At the conclusion of Part One I said that the danger of this business of enlightenment is two-fold. The first danger is thinking that there is something specific that you have to do in order go get there. And that if you don’t do that, you can’t get there. The second danger is thinking that your way to get there is the fastest, the best way to do it.
In Part Two I wrote of the time when Paramahansa Yogananda, or “Master” as he was called, came to America bringing a technique for “self-realization” — which was his phrase meaning “enlightenment.” Self-realization declares that when you realize who the Self is, you become enlightened. And Master described himself as having been enlightened. And, by the way, he was enlightened. He was enlightened because he said that he was and, I hate to break the spell that someone may be under, but to be enlightened is to say that you are. It is quite as simple as that.

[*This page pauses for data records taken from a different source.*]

PR #4305, opened 2019-10-15
Sqlite connector

cbielow:
amendment to  #4280
which reverses the explicit ctor in `String` for `unsigned char*`.
Reasoning: its a bad place to put this functionality, since its only used in very few places (related to Sql) and std::string does not support this conversion either (and there is probably a very good reason for it). 

During refactoring, some other issues related to our Sql code popped up (e.g. potential mem-leaks), but thats for another PR (where we should make use of RAII to get rid of manual memory management for prepared statements, which currently require calling `sqlite3_finalize(stmt);` to free memory)

### DIFF
--- a/src/openms/source/ANALYSIS/OPENSWATH/TransitionPQPFile.cpp
+++ b/src/openms/source/ANALYSIS/OPENSWATH/TransitionPQPFile.cpp
@@ -226,10 +226,8 @@ namespace OpenMS
       Sql::extractValue<std::string>(&mytransition.group_id, stmt, 6);
       Sql::extractValue<int>((int*)&mytransition.decoy, stmt, 7);
       Sql::extractValue<std::string>(&mytransition.PeptideSequence, stmt, 8);
-      if (sqlite3_column_type( stmt, 9 ) != SQLITE_NULL)
-      {
-        String(sqlite3_column_text(stmt, 9)).split(';', mytransition.ProteinName);
-      }
+      String tmp_field;
+      if (Sql::extractValue<std::string>(&tmp_field, stmt, 9)) tmp_field.split(';', mytransition.ProteinName);
       Sql::extractValue<std::string>(&mytransition.Annotation, stmt, 10);
       Sql::extractValue<std::string>(&mytransition.FullPeptideName, stmt, 11);
       Sql::extractValue<std::string>(&mytransition.CompoundName, stmt, 12);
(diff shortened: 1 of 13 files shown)


hroest:
> (and there is probably a very good reason for it).

I pointed this out before, the reason is that `unsigned char*` are likely bytes of an unknown encoding (UTF8, UTF16, ???) and so converting that to std::string would mean you make implicit assumptions about your data for the gain of syntactic sugar instead of making this explicit. This will work here for SQL but maybe not in other places. Maybe a compromise would be to not have a constructor but have a static function `OpenMS::String::fromASCIIBytestream` where you are explicit that you are expecting only ASCII in your byte stream (maybe?) -- or your solution of doing this only for Sqlite.

src/openms/source/ANALYSIS/OPENSWATH/TransitionPQPFile.cpp
```diff
@@ -244,17 +242,11 @@ namespace OpenMS
...
-      }
+      if (Sql::extractValue<std::string>(&tmp_field, stmt, 24)) tmp_field.split(';', mytransition.uniprot_id);
       Sql::extractValue<int>((int*)&mytransition.detecting_transition, stmt, 25);
       Sql::extractValue<int>((int*)&mytransition.identifying_transition, stmt, 26);
       Sql::extractValue<int>((int*)&mytransition.quantifying_transition, stmt, 27);
-      if (sqlite3_column_type( stmt, 28 ) != SQLITE_NULL)
-      {
-        String(reinterpret_cast<const char*>(sqlite3_column_text( stmt, 28 ))).split('|', mytransition.peptidoforms);
-      }
+      if (Sql::extractValue<std::string>(&tmp_field, stmt, 28)) tmp_field.split(';', mytransition.peptidoforms);
```
hroest: copy-paste error
```suggestion
      if (Sql::extractValue<std::string>(&tmp_field, stmt, 28)) tmp_field.split('|', mytransition.peptidoforms);
```

cbielow: whops. nice catch!

cbielow:
rebuild jenkins

jpfeuffer:
strcomp not declared in this scope. on gcc7. probably related.

cbielow:
rebuild jenkins

src/openms/source/FORMAT/SqliteConnector.cpp
```diff
@@ -131,26 +128,28 @@ namespace OpenMS
...
-      } 
+      }
     }
 
     rc = sqlite3_step(stmt);
     if (rc != SQLITE_DONE)
     {
       std::cerr << "SQL error after sqlite3_step" << std::endl;
       std::cerr << "Prepared statement " << prepare_statement << std::endl;
+      // TODO this is a mem-leak (missing sqlite3_finalize())
```
timosachsenberg: Why not call it?

cbielow: because that only fixes the problem locally. We should think about a more thorough solution?!

timosachsenberg: Something like unique_ptr + lambda deleter?

cbielow: yes. baked into `prepareStatement()` or some other place appropriate...

cbielow:
MSVC has git issues, but since I've build it using VS15 im reasonably sure it works :)
will merge

src/openms/source/FORMAT/SqliteConnector.cpp
hroest: If you are here and throw an exception in the SQL code (e.g. invalid SQL), you probably have much bigger problems than a memory leak?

In Part Three we looked at other “Masters” and other programs leading to “awakening” or “enlightenment,” not only Paramahansa Yogananda and the Self-Realization Fellowship, but also Maharishi and Transcendental Meditation, and, more contemporarily, Werner Erhard and the est program. There are many programs, many approaches, many paths developed by many masters. There is a book written called Many Lives, Many Masters written by my friend Brian Weiss, and he talks about the fact that there are many ways to reach the mountaintop. Which way, then, should we recommend? Which way, then, should we encourage others to take? And the end of Part Three I indicated that we would look next at the path that the Buddha took. So, then…let’s do that now…
Wikipedia tells us that most scholars regard Kapilavastu, present-day Nepal, to be the birthplace of the Buddha. This public encyclopedia also says that according to the most traditional biography, Buddha was born in a royal Hindu family to King Suddhodana, the leader of Shakya clan. Before he became the Buddha, this man was known as Siddhartha Gautama. Gautama was the family name.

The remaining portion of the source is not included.